One thing I'd have changed
For years I've been saying that this is that last time I'm going to watch Scotland play cricket. I'm tired of watching them lose while freezing my butt off. I wouldn't mind if I froze while they won, or watching them lose if the weather was good, but, alas, as clichéd as it sounds the weather in Scotland is usually and mostly cold. So I rugged up warm in two jumpers, a jacket and a long sleeve t-shirt (not to mention the wraparound rug I brought along to keep the chill out of my little leggies), only to find myself roasting away in one of the hottest days of the year.
(Please note: I would not have changed the weather. Scotland lost by a massive and embarrassing 200 runs, but I don't care. I had a great day watching cricket in the sunshine.)
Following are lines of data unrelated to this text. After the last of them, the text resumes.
PR #914, opened 2022-01-27
Move from the basic pipewire media session manager to wireplumber

### LINKED ISSUE #912: desktop profiles, replace pipewire-media-session with wireplumber, wireplumber seembs to be the newest replacement media-session replaceing pipewire-media-session
hi,
would it be possible to replace pipewire-media-session with wireplumber?
or, to make things flexable,
add a question in asking,
"would you like to use wireplumber or pipewire-media-session?
p.s
i'm using wireplumber currently.
wireplumber will remove pipewire-media-session and the systemd units.
a total replacement.
thank you for considdering my request!
Majid Hussain

dylanmtaylor:
It looks like wireplumber is now the preferred session manager for desktop audio, and Fedora in its latest release also made this same change. https://fedoraproject.org/wiki/Changes/WirePlumber

pipewire-media-session is provided by the wireplumber package. https://archlinux.org/packages/extra/x86_64/wireplumber/

https://wiki.archlinux.org/title/PipeWire#WirePlumber

It looks like starting the wireplumber user service should be handled by the package.

Closes #912

### DIFF
--- a/profiles/applications/pipewire.py
+++ b/profiles/applications/pipewire.py
@@ -3,7 +3,7 @@ import logging
 
 # Define the package list in order for lib to source
 # which packages will be installed by this profile
-__packages__ = ["pipewire", "pipewire-alsa", "pipewire-jack", "pipewire-media-session", "pipewire-pulse", "gst-plugin-pipewire", "libpulse"]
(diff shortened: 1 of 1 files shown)


dylanmtaylor:
I have tested this change on the KDE desktop environment and my audio is still functional afterwards.

Torxed:
Quick great work as usual!

PR #915, opened 2022-01-27
Fix trailing comma in schema.json

Sebas-h:
(Tried to [generate docs](https://github.com/coveooss/json-schema-for-humans) and noticed the comma preventing that)

🚨 PR Guidelines:

# Describe your PR

Remove invalid trailing comma in json file.


Torxed:
Good catch, old habits of Python :)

The stands were smaller than I expected but it lent an intimate feeling to the occasion. I felt like I was right on top of the players, almost fielding with them. Most of the stands were sold out but it didn't feel squished at any point and there was a great atmosphere from supporters from both teams.
A wag in the stand to my right took to chanting "MITCHELLLL" in a slow and repetitively way when Mitchell Johnson started to bowl. It was difficult to tell if it was a heckle or good-natured banter or something else, but the more he did it the funnier it became. Johnson must have been irked by it a bit, because soon after it started he bowled a no-ball that claimed Machan's edge. It was dropped by the wicketkeeper but by that stage the damage had been done. Free hit!
Thankfully he stopped the chant before it became annoying but picked it up again during Johnson's second spell. This time some of Johnson's fans in the stand to my left echoed his chant with something of their own in return and we had dual chants for a few overs near the close of play.
Fancy dress index
The merchandise stall was selling those Australian type hats with the corks hanging from them (you know, the ones that no actual Australian has ever worn). I saw a few kids running around with them on and a few adults wearing them too, but none of them was an Australian.
While Scotland's effort on the pitch was poor, the day was fantastic, with everyone in a great mood, helped no end by the quality weather in Edinburgh. There needed to be some speakers dotted around the ground and a few announcements made on them to keep the crowd informed of stats and trivia (as well as vital match info). Sharing it all with a long-lost mate was the icing on the cake.
Marks out of ten
Scotland's performance: 2. Australia's performance: 8. The day in general: 10.